Practical economics and unforseen results


What you weren't taught in school

Roy Spencer talks about practical economics at TCS Daily.

What reasonable person could be against 'clean water', 'clean air', and 'clean renewable sources of energy'? Who dares argue with politicians, scientists, and other pundits who lead the fight against global warming?

The dangerous illusion underpinning many environmental efforts is that it is both possible and preferable to keep pushing toward a 100 percent clean and safe existence. Those of us who try to point out that there are practical limits to cleanliness and safety are immediately branded as shills for big business. Meanwhile, environmentalists and politicians get to hold the high ground of altruism and concern for the public's interest.

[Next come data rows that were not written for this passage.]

PR #5213, opened 2016-09-07
Add tests for timezone utilities

julen:
This PR mostly adds tests and docstrings for timezone utilities. When doing so I needed to bring in the pytz library for sanity, which I'm adding in the base requirements also because Django strongly recommends it.

At the same there is a minor enhancement to the existing functions to allow passing timezones explicitly and hence override the default of using `django.utils.timezone.get_default_timezone` (I'm happy to move this to another PR if necessary).

### DIFF
--- a/pootle/core/utils/timezone.py
+++ b/pootle/core/utils/timezone.py
@@ -19,6 +19,10 @@ if settings.USE_TZ:
 
 
 def make_aware(value):
+    """Makes a `datetime` timezone-aware.
+
+    :param value: `datetime` object to make timezone-aware.
+    """
     if getattr(settings, 'USE_TZ', False) and timezone.is_naive(value):
         tz = timezone.get_default_timezone()
         value = timezone.make_aware(value, tz)
@@ -27,6 +31,10 @@ def make_aware(value):
 
 
 def make_naive(value):
+    """Makes a `datetime` naive, i.e. not aware of timezones.
+
+    :param value: `datetime` object to make timezone-aware.
+    """
     if getattr(settings, 'USE_TZ', False) and timezone.is_aware(value):
         tz = timezone.get_default_timezone()
         value = timezone.make_naive(value, tz)
@@ -35,4 +43,8 @@ def make_naive(value):
 
 
 def aware_datetime(*args, **kwargs):
+    """Creates a `datetime` object and makes it timezone-aware.
+
+    :param args: arguments passed to `datetime` constructor.
+    """
     return make_aware(datetime.datetime(*args, **kwargs))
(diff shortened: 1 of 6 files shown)


pootle/core/utils/timezone.py
```diff
@@ -46,5 +52,8 @@ def aware_datetime(*args, **kwargs):
     """Creates a `datetime` object and makes it timezone-aware.
 
     :param args: arguments passed to `datetime` constructor.
+    :param tz: timezone in which the `datetime` should be constructed. Note that
+        this bypasses passing `tzinfo` to the `datetime` constructor, as it is
+        known not to play well with DST (unless only UTC is used).
     """
-    return make_aware(datetime.datetime(*args, **kwargs))
+    return make_aware(datetime.datetime(*args), tz=kwargs.pop('tz', None))
```
unho: We are loosing the ability to pass the `kwargs`. Please pop out the tz first, and keep passing the kwargs to datetime.

tests/core/utils/timezone.py
```diff
@@ -0,0 +1,91 @@
...
+
+
+def test_make_naive_use_tz_false(settings):
+    """Tests datetimes are left intact if `USE_TZ` is not in effect."""
+    settings.USE_TZ = False
+
+    datetime_object = datetime(2016, 1, 2, 21, 52, 25, tzinfo=pytz.utc)
+    assert timezone.is_aware(datetime_object)
+    naive_datetime = make_naive(datetime_object)
+    assert timezone.is_aware(naive_datetime)
```
unho: How do you check datetime is left intact?

pootle/core/utils/timezone.py
```diff
@@ -18,21 +18,42 @@
...
-        tz = timezone.get_default_timezone()
-        value = timezone.make_naive(value, tz)
+        use_tz = tz if tz is not None else timezone.get_default_timezone()
+        value = timezone.make_naive(value, timezone=use_tz)
 
     return value
 
 
 def aware_datetime(*args, **kwargs):
-    return make_aware(datetime.datetime(*args, **kwargs))
```
unho: We are loosing the ability to pass the `kwargs`. Please pop out the tz first, and keep passing the kwargs to datetime.

tests/core/utils/timezone.py
julen: `make_naive()` only deals with `tzinfo`: it removes it in case there was any. It does no timezone localization, there is no need to check for that.

unho: Well, the tests are for preventing this from changing in the future. I would add some check here even if we are sure about it.

pootle/core/utils/timezone.py
unho: This is now addressed.

tests/core/utils/timezone.py
julen: The underlying `make_naive` is Django's own, it has a very specific function and it's well tested. We don't need to test for that and note this function won't change lightly: it would be a backwards incompatible change affecting not a few Django sites.

unho:
lgtm

PR #5223, opened 2016-09-08
linting tools go bikeshedding

dwaynebailey:
pep8 -> pycodestyle
pep257 -> pydocstyle

They have their reasons, but I feel a red for the bikeshed would have been a better choice


unho:
becamse? Please rename commit.

PR #5227, opened 2016-09-09
Add PTL.unitApiRoot var

phlax:
this allows plugins - eg virtualfolders - to set the /xhr/units url dynamically and therefore use their own views in the editor


pootle/templates/layout.html
```diff
@@ -31,6 +31,7 @@
       MARKUP_FILTER: '{{ settings.POOTLE_MARKUP_FILTER }}',
       SOCIAL_AUTH_PROVIDERS: {{ SOCIAL_AUTH_PROVIDERS|to_js }},
     };
+    PTL.unitApiRoot = '{% if unit_api_root %}{{ unit_api_root }}{% else %}/xhr/units/{% endif %}'
```
unho: This should only be initialized for the editor. So wrong template. Also I think it is better to use some initialization code to pass it.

P.J. O'Rourke once said, "Some people will do anything to save the Earth...except take a science course." To that I would add, "...or a basic economics course". If for a reasonable cost we can remove 98 percent of the contaminants in our drinking water and make it quite safe, is it then a good idea to spend ten times as much to push that purity from 98 percent to 99 percent?

In the real world, there are only limited resources to accomplish everything we want to do, and resources diverted to wasteful ends are no longer available to tackle more pressing problems. Only in the imaginary world of the environmental lobbyist, pandering politician, or concerned journalist is it a public service to keep pushing toward 100 percent purity.

They are playing with frame pages there, so I hope I have the link right.

Anyway, I think we do need to look at what is practical versus what is possible. For example, we could stop all human pollution by killing every human on the planet, but I don't hear anyone suggesting that. I'm not going to get into the dichotomy of Nature = Good and Humans = Bad here, I've done that in other places. The thing is, we're not separate from the planet, we're a part of it. If we abandoned Los Angeles tomorrow, by nightfall the coyotes would have claimed it. That doesn't mean that the coyotes are any more entitled to it than we are.

Actions have consequences. Put a "green tax" on everyone in the country, and that means less money spent on other things. It also doesn't prevent the "anti-green" behavior, it just drives it underground. And I promise you, within weeks of the first such tax being passed, there will be exceptions put into place. That pretty much defeats the whole purpose of using a tax to punish.